> **TASK BRIEF**
Transcribe exactly the span of lines that begins the records and ends with the line holding "Short term goal", both boundary lines included.

= Beginning of Section =

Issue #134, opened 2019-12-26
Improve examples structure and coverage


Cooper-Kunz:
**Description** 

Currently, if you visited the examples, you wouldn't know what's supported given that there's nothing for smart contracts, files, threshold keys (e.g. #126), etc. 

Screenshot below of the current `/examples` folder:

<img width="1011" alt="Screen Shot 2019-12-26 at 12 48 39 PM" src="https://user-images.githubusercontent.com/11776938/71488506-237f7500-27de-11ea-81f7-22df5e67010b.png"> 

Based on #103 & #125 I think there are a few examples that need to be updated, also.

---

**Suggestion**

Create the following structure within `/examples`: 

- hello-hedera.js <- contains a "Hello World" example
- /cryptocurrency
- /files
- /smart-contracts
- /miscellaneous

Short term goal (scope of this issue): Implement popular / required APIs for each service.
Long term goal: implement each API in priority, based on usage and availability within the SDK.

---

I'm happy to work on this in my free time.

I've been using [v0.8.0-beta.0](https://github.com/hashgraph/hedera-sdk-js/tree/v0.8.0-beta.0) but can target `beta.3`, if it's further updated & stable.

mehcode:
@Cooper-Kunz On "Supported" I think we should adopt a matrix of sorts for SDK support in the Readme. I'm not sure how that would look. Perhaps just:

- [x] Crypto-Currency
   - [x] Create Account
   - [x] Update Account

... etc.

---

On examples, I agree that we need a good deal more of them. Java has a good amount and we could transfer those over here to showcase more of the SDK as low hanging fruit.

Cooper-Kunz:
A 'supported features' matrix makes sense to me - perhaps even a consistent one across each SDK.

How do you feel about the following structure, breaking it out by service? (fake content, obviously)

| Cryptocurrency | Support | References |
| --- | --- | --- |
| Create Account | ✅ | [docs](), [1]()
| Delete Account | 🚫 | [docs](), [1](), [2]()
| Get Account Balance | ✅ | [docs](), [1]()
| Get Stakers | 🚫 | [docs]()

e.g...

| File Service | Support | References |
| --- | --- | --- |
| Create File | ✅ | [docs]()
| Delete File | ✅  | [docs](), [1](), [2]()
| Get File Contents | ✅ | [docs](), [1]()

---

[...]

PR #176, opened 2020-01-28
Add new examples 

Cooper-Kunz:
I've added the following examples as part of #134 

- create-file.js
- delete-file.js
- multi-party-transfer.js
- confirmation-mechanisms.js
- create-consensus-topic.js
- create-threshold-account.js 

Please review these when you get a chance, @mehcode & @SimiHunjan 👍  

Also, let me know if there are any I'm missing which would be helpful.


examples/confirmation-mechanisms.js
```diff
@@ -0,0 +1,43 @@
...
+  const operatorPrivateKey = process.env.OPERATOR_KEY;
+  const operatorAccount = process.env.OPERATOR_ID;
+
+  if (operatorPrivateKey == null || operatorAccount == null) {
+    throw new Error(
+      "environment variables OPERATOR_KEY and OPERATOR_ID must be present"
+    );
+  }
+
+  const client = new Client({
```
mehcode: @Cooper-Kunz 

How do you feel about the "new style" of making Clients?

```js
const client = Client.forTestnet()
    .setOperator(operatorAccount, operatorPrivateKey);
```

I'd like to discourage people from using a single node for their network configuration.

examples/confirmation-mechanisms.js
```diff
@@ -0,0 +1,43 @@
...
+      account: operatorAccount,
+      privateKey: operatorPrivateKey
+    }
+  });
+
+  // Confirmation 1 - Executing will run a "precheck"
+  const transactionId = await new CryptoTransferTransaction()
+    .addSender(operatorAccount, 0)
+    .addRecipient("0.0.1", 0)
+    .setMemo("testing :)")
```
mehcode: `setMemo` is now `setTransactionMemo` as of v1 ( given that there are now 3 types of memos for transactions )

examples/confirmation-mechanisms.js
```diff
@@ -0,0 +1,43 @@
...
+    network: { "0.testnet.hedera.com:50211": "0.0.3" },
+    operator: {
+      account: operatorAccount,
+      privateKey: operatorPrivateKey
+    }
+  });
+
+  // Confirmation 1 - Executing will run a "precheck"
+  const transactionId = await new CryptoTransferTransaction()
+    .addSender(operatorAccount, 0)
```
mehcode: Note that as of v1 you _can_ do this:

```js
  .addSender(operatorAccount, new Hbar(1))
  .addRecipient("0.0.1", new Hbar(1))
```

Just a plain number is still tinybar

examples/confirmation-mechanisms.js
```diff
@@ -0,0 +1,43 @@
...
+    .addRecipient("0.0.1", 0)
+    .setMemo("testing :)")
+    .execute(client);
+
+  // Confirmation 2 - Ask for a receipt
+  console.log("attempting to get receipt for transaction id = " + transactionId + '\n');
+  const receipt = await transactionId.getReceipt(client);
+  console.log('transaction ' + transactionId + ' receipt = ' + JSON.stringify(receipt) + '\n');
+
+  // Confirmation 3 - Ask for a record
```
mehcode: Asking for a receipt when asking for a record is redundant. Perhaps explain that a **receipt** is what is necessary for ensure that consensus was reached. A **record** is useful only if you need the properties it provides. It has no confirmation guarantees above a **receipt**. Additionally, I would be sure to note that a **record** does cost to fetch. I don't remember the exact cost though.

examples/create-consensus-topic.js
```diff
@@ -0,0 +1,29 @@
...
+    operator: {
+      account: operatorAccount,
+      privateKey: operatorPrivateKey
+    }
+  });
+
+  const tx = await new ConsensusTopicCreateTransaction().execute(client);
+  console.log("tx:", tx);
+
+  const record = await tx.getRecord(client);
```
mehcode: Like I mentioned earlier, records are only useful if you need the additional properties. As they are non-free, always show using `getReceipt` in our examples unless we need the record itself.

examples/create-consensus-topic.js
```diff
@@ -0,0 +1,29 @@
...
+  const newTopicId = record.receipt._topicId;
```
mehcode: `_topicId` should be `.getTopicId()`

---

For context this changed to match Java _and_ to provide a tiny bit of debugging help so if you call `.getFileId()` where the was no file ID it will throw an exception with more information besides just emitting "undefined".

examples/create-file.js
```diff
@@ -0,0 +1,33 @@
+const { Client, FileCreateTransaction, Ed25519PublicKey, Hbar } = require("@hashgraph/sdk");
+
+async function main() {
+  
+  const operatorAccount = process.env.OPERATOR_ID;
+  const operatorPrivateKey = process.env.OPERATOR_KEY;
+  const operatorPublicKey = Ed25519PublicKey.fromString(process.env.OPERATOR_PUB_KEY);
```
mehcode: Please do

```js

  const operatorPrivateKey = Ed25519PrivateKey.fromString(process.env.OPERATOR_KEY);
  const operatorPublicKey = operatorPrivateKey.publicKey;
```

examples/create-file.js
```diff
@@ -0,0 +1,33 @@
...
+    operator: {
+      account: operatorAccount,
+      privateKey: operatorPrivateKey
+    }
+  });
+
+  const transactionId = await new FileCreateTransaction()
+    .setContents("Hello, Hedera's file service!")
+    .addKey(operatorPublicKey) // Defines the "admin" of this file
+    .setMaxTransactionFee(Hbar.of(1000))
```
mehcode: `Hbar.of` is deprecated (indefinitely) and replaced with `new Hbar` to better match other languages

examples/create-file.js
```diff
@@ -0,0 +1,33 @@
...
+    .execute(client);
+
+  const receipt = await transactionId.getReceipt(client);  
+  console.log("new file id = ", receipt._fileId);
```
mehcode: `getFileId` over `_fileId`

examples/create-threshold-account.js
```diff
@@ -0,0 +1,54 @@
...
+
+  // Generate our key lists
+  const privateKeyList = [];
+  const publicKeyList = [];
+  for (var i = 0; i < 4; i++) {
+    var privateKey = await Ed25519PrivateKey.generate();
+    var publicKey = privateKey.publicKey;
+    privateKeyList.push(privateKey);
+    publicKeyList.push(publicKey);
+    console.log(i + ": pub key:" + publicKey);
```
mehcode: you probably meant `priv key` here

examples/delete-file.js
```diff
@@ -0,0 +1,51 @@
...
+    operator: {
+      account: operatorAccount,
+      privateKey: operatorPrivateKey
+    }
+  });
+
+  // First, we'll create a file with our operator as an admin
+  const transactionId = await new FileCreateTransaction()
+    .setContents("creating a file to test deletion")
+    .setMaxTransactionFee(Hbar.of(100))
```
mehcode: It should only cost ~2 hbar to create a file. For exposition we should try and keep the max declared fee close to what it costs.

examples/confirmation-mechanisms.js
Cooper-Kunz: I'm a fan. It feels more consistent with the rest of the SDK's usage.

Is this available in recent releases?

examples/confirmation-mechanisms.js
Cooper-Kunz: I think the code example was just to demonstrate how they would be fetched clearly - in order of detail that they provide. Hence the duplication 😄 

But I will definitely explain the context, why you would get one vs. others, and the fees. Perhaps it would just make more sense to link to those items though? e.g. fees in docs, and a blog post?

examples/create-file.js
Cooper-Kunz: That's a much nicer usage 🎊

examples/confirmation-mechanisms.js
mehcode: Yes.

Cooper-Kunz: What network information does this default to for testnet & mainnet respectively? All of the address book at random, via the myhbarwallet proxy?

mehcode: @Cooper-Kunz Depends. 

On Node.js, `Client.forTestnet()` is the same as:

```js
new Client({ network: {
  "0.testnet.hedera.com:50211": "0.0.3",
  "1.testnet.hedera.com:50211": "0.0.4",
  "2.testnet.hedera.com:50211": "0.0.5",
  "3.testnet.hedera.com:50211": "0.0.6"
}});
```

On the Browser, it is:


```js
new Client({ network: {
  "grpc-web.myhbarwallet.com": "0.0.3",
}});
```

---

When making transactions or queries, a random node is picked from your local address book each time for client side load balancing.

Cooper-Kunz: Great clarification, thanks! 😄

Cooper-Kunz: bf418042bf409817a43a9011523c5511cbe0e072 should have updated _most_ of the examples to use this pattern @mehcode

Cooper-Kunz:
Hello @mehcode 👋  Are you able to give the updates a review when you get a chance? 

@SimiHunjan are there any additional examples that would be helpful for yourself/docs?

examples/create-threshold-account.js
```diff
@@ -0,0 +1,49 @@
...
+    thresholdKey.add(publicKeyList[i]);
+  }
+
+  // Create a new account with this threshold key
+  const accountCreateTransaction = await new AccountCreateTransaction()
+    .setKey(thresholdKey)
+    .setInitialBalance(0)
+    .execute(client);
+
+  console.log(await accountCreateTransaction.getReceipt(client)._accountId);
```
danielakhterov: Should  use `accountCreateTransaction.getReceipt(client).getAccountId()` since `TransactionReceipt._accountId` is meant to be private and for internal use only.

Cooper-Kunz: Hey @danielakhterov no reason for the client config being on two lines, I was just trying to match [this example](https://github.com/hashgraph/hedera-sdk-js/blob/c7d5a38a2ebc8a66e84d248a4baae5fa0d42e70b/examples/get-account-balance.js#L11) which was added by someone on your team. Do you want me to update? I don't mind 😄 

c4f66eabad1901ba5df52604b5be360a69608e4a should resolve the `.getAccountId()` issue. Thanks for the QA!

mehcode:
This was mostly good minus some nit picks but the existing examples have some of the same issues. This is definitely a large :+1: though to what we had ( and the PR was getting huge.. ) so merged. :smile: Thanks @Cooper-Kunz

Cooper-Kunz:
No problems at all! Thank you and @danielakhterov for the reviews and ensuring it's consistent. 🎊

= End of Section =

> **TASK OUTPUT**
Issue #134, opened 2019-12-26
Improve examples structure and coverage


Cooper-Kunz:
**Description** 

Currently, if you visited the examples, you wouldn't know what's supported given that there's nothing for smart contracts, files, threshold keys (e.g. #126), etc. 

Screenshot below of the current `/examples` folder:

<img width="1011" alt="Screen Shot 2019-12-26 at 12 48 39 PM" src="https://user-images.githubusercontent.com/11776938/71488506-237f7500-27de-11ea-81f7-22df5e67010b.png"> 

Based on #103 & #125 I think there are a few examples that need to be updated, also.

---

**Suggestion**

Create the following structure within `/examples`: 

- hello-hedera.js <- contains a "Hello World" example
- /cryptocurrency
- /files
- /smart-contracts
- /miscellaneous

Short term goal (scope of this issue): Implement popular / required APIs for each service.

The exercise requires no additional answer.